Reports on Reporting, Compliance
A University of Washington researchers Kris Erickson and Philip Howard have an interesting new paper out, “A Case of Mistaken Identity? News Accounts of Hacker and Organizational Responsibility for Compromised Digital Records, 1980–2006.” This is a great survey of the dramatic explosion in reports of breaches. A couple of great quotes:
One important outcome of the legislation is improved information about the types of security breaches. Many of the news stories between 1984 and 2004 report palty details, with sources being off the record and vague estimates of the severity of the security breach. Since mandatory reporting legislation in many states, most news coverage provides more substantive details. In 2006, only 10 of the 257 news stories were unable to make some attribution of responsibility for a security breach. (Emphasis added.)
Even better, Erickson and Howard draw on the Attrition dataset (which I’ve been saying is important) and add to it, with their dataset. (500kb .xls)
In contrast is the data from the Symantec-backed “ITpolicycompliance.com.” This is work by Jim Hurley, so I was expecting a lot, but their report, “Taking Action to Protect Sensitive Data” [link to http://www.itpolicycompliance.com/research_reports/data_protection/read.asp?ID=9 no longer works] makes claims that I’m finding hard to believe. In particular, they claim that organizations suffering a publicly reported breach are losing 8% of their customers and 8% of their revenue. (Page marked “1,” Executive summary, under “financial impacts.”) Unfortunately, this number isn’t sourced or explained, and unlike the UW report, the underlying data isn’t being shared.
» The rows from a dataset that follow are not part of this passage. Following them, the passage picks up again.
PR #413, opened 2017-12-12
notify user ledger support for NEP5 is not yet available and disable …

dvdschwrtz:
…functionality

- [ ] Unit tests written?

### DIFF
--- a/app/containers/Dashboard/index.js
+++ b/app/containers/Dashboard/index.js
@@ -2,7 +2,7 @@
 import { connect } from 'react-redux'
 import { bindActionCreators } from 'redux'
 
-import { logout, getAddress } from '../../modules/account'
+import { logout, getAddress, getHardwareLogin } from '../../modules/account'
 import { getBlockExplorer, getNetwork } from '../../modules/metadata'
 import { getNotifications, showErrorNotification } from '../../modules/notifications'
 import { getNEO, getGAS, getTokens, getIsLoaded, loadWalletData } from '../../modules/wallet'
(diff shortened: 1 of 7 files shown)


app/modules/transactions.js
```diff
@@ -72,9 +72,11 @@ export const sendTransaction = (sendAddress: string, sendAmount: string, symbol:
     let sendAssetFn
     if (symbol === ASSETS.NEO || symbol === ASSETS.GAS) {
       sendAssetFn = () => api.neonDB.doSendAsset(net, sendAddress, publicKeyOrWif, sendAsset, asyncSigningFunction)
-    } else {
+    } else if (!isHardwareSend) {
       const scriptHash = getScriptHashForNetwork(net, symbol)
       sendAssetFn = () => api.nep5.doTransferToken(net, scriptHash, publicKeyOrWif, sendAddress, adjustDecimalAmountForTokenTransfer(parsedSendAmount), 0, asyncSigningFunction)
+    } else {
+      return rejectTransaction('ledger support is not yet ready for sending NEP5 tokens')
```
evgenyboxer: Looks good! Maybe capitalize `ledger` (like the previous message)

app/containers/Dashboard/index.js
```diff
@@ -19,7 +19,8 @@ const mapStateToProps = (state: Object) => ({
   GAS: getGAS(state),
   tokens: getTokens(state),
   loaded: getIsLoaded(state),
-  explorer: getBlockExplorer(state)
+  explorer: getBlockExplorer(state),
+  hardwareLogin: getHardwareLogin(state)
```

Is that an 8% loss each? Is that median? Mean? What’s the variance? Are there outliers?
I’ve done some work recently, in the hopes of finding SEC filings that discuss these revenue losses. You’d figure 8% is, how do Messrs. Sarbanes and Oxley say? Material! I think that’s the word! A material impact on revenues. I’d think an 8% drop would justify some SEC filings. The thing is, having done some digging, I can’t find any. So, I’m skeptical.
I’m optimistic that in the future, we will be over our strange fears of talking about breaches, and we’ll be able to talk about our data in a more mature way.
Adam, thanks for picking up on the research! With the collective support of CSI, IIA, Protiviti, and Symantec (along with others in the pipeline planning to join), we’re really encouraged by the positive industry response to the site. We’re spending a lot of time and effort to develop primary research on what’s working and what’s not in the context of how organizations can meet their policy and regulatory compliance goals.
Regarding your questions about some of the numbers…The numbers for revenue losses and customer losses are part of a large study conducted with 254 organizations, completed at the end of 2006 (this was a sneak peek). The full report covering these findings is going to be released next quarter, after we collect enough data to obtain a larger sample.
The loss figure of 8% is the mean for the current sample involving 254 organizations. The standard deviation for losses across this sample is +/- 7%. This translates to losses ranging from 1% to as much as 15%. As the sample size increases, the standard deviation for losses will become smaller. However, based on past experience, we do not expect the mean for losses to differ substantially, which is why we included it in the report.
Stay tuned…more to come.
Jim,
Thanks for taking the time to comment!
On the deviation, I’m reading that to say that losses are reasonably evenly distributed, rather than clustered or on a bell curve? That sounds really strange to me, but, heck, data is allowed to be strange, and strange data leads to all sorts of good research questions. It would be great in your next report to provide more characterization of what you see.
I’m strongly in favor of deep research on what works and what doesn’t. We’ve spent long enough letting the pundits win.
Jim:
The mean might be a decent measure of central tendency, but w/out any info on the shape of the distribution it is hard to say. More importantly, and reading between the lines, it looks as though your small N is due to a low response rate to a survey. If so, you may well wind up with a biased estimate. What can you tell us about how your sample was chosen?